By using the TruStream Programming Model (TSPM), multi-core processor resources are abstracted into a common homogenous core pool. TruStream is implemented in both in software and hardware and runs across the TruStream Compute Fabric. Programmers can easily implement concurrency through CORNAMI’s TruStream control structures that are embedded in higher-level standard languages.

The Heart of a Machine Learning Processing Engine
Recent announcements from Microsoft about its Convolution Neural Network Accelerator, from Google about its Tensor Processing Unit (TPU) for neural network acceleration, and from NVIDIA on their Volta for Deep Learning GPU, all reveal a similar approach to accelerating machine learning algorithms.

The algorithms to be accelerated are all variations of a three-dimensional filter (Figure 3). The heavy lifter, the algorithm that consumes the largest proportion of CPU/GPU cycles or Silicon Area, is a 3D Convolutional Filter — this is the heart and soul of Convolution Neural Nets (CNNs).


Figure 3. Convolutional Neural Network (CNN) showing 3D Convolution + 3D ReLu + 3D Pooling (Image reprinted under the creative commons attribution license from: Gao, F.; Huang, T.; Wang, J.; Sun, J.; Hussain, A.; Yang, E. Dual-Branch Deep Convolution Neural Network for Polarimetric SAR Image Classification. Appl. Sci. 2017, 7, 447.)

To accelerate these algorithms, a two-dimensional silicon structure — a silicon accelerator, known as a systolic array1 is used (1“Systolic arrays for (VLSI)”, H.T. Kung and Charles E. Leiserson, 1978). Figure 4 shows two simple 3×3 matrixes that are to be multiplied together, while Figure 5 shows the systolic array of 3×3 Multiply Accumulate Units that will perform the multiplications.


Figure 4. 3×3 matrix multiply (Source: CORNAMI)

Figure 5. A systolic array of 3×3 elements that performs streaming matrix multiplication and accumulation (Source: CORNAMI)

For example, the output matrix element C11 contains the result A11*B11 + A12*B21 + A13*B3 after the A and B input data has finished streaming in.

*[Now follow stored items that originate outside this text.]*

PR #856, opened 2019-07-29
Processor definition for Motorola MC146805E2 microcontroller

gareth8118:
This microcontroller shares an instruction set and architecture with the 6805 already supported but has a different memory organisation, which is reflected in this PR.

PR includes the correction introduced in #845 but it was easier to build on that than try to revert that change before creating the new commit. I can revert that commit in this PR if #845 is rejected.

Thanks!
Gareth


emteere:
IMHO the SWI_VECTOR should be an artificial register added to the language.  The value can be set in the .pspec file to the correct value for the processor variant.  In the SWI instruction, the value of the SWI_VECTOR register would be used to go to the correct location.  That way, only one .slaspec/.sla file is needed.  An alternate would using the context with a bit to specify the variant, however if there are other processors with different SWI_VECTORs, then the context could get complicated.

```
  ...
  <context_data>
    <tracked_set space="RAM">
      <set name="SWI_VECTOR" val="0x3FFC"/>
    </tracked_set>
  </context_data>
  ...
```

PR #863, opened 2019-08-02
Decompiler crash with call injection

GregoryMorse:
CPUI_CALL/IND do not guarantee the first argument is an FSPEC.  All other places check before trying to assume it, while others do not and can crash.  I ran into this bug when I applied my own fix in constant pointers and also forget to check this exact case.  I do not know exactly why this call does not have the check but its certainly a normal possibility in the decompiler.

A small audit of getFspecFromConst shows that every other place where it is used has the check, this is a single obvious bug.

Tested and working fine.


caheckman:
The op can only get in the injectlist if it has a FSPEC parameter.  It might make sense to recover the FuncCallSpec using Funcdata::getCallSpec if a CPUI_CALLIND op were possible, but currently it is not.

PR #869, opened 2019-08-03
Constant function pointers not resolving

GregoryMorse:
Currently a constant function pointer will appear as a number as TYPE_CODE is not considered for the constant resolver and only TYPE_PTR but both code and data should be considered.


caheckman:
TYPE_CODE data-types are not pointers.  In general a function pointer should be implemented as a pointer (TYPE_PTR) to code (TYPE_CODE).  Without seeing an example of the original issue its hard to say, but whatever is causing a constant to get assigned a TYPE_CODE data-type is more likely the source of the problem.

PR #871, opened 2019-08-03
x86: Restore the use of SAHF/LAHF in 64bit mode

### LINKED ISSUE #837: Disassembly error on x86_64 for "lahf" and "sahf"
**Describe the bug**
Ghidra doesn't doesn't recognize the bytes "9f" and "9e" for x86_64.

**To Reproduce**
Download the lahf.txt and sahf.txt files below (Flat files containing the bytes. The '.txt' extension is to allow uploading to GitHub)
Load each as a flat binary.
Select x86, default, 64, little, gcc for the language.
Don't autoanalyze.
Try to disassemble at address 0x0.

**Expected behavior**
The bytes should disassemble to "lahf" and "sahf".

ndisasm disassembles these as "lahf" and "sahf", respectively. 
```
ndisasm -b64 ./lahf.txt
00000000  9F                lahf
```
```
ndisasm -b64 ./sahf.txt
00000000  9E                sahf
```

**Screenshots**
N/A

**Attachments**
[lahf.txt](https://github.com/NationalSecurityAgency/ghidra/files/3432792/lahf.txt)
[sahf.txt](https://github.com/NationalSecurityAgency/ghidra/files/3432793/sahf.txt)

 - OS: macOS 10.14.5
 - Java Version: OpenJDK 11.0.2
 - Ghidra Version: 9.1 (built from master: fa20ba376266011b9e733a9df9254c2c734bfdd2)

**Additional context**
[Intel® 64 and IA-32 Architectures Software Developer’s Manual Volume 2 (2A, 2B, 2C & 2D): Instruction Set Reference, A-Z](https://www.intel.com/content/dam/www/public/us/en/documents/manuals/64-ia-32-architectures-software-developer-instruction-set-reference-manual-325383.pdf) notes on page 616 (LAHF) and page 1232 (SAHF) that `CPUID.80000001H:ECX.LAHF-SAHF[bit 0] = 1` must be true for these instructions to decode and execute, they are otherwise undefined. I'm not sure how Ghidra should handle instructions that are gated by CPUID flags but using the [MacCPUID](https://software.intel.com/en-us/download/download-maccpuid) from Intel's website shows that the bit is set on my MacBook which hardly has an unusual CPU. So, unless this causes issues, this should probably disassemble under x86_64.

andyhhp:
The SAHF/LAHF instructions date from the 32bit x86 days, and where initially
marked as obsolete in the AMD 64bit spec.  All processors have the requisite
logic, as they are backwards compatible in 32bit mode.

The original 64bit CPUs from Intel and AMD would raise #UD for these
instructions, per the AMD64 spec.

However, they were were sufficiently critical for software emulators that the
instructions were "reintroduced" into the AMD64 spec, with a new CPUID bit
indicating that the they were now usable in 64bit mode.

In practice, every 64bit capable processor since 2005 has supported them.

Fixes #837

### DIFF
--- a/Ghidra/Processors/x86/data/languages/ia.sinc
+++ b/Ghidra/Processors/x86/data/languages/ia.sinc
@@ -3437,7 +3437,8 @@ enterFrames: low5 is low5 { tmp:1 = low5; export tmp; }
 :JMPF Mem       is vexMode=0 & opsize=2 & byte=0xff; Mem & reg_opcode=5 ...     { target:$(SIZE) = *:8 Mem; goto [target]; }
 @endif
 
-:LAHF           is vexMode=0 & byte=0x9f & bit64=0                      { AH=(SF<<7)|(ZF<<6)|(AF<<4)|(PF<<2)|2|CF; }
+# Initially disallowed in 64bit mode, but later reintroduced
+:LAHF           is vexMode=0 & byte=0x9f { AH=(SF<<7)|(ZF<<6)|(AF<<4)|(PF<<2)|2|CF; }
 
 :LAR Reg16,rm16     is vexMode=0 & opsize=0 & byte=0xf; byte=0x2; rm16 & Reg16 ...  { Reg16 = rm16 & 0xff00; ZF=1; }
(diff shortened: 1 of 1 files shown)


emteere:
I see no reason not to allow them in 64-bit if they don't collide with other instructions.  I like to err on the side of generality when it comes to including instructions rather than exclusion when they aren't mutually exclusive like many of the PPC variants.

Can you add a small one line comment above them so they don't get pulled out by another future exclusivist revisionists?

Issue #876, opened 2019-08-05
gradle integrationTestJar not working


kant2002:
**Describe the bug**
Attempt to run task `gradle integrationTestJar` produce compilation error. 

```
Ghidra\Test\IntegrationTest\src\test.slow\java\ghidra\server\remote\ServerTestUtil.java:947: error: cannot find symbol
                ServerAdmin serverAdmin = new ServerAdmin();
```

**To Reproduce**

Larger dimensional arrays allow a massive amount of parallelism to occur; more intricate interconnections among array elements increase the bandwidth; more sophisticated functions per element allow both convolution and other functions to be performed; and more elaborate control circuitry allow the results to be streamed out, as more data streams in and more computations are performed.

These are the techniques used are used in production parts. Strip away the complexities and the core idea is simple. Note that the input matrixes are streamed in a specific order into the left and top of the arrays with the results streaming out of the array. The attributes of a systolic array — namely the ability to stream large amounts of data into and out of the structure continuously, simultaneous operation of all the elements, and the fact that intermediate values are kept internal to the systolic array and do not need to be “saved” to memory — provide the required performance.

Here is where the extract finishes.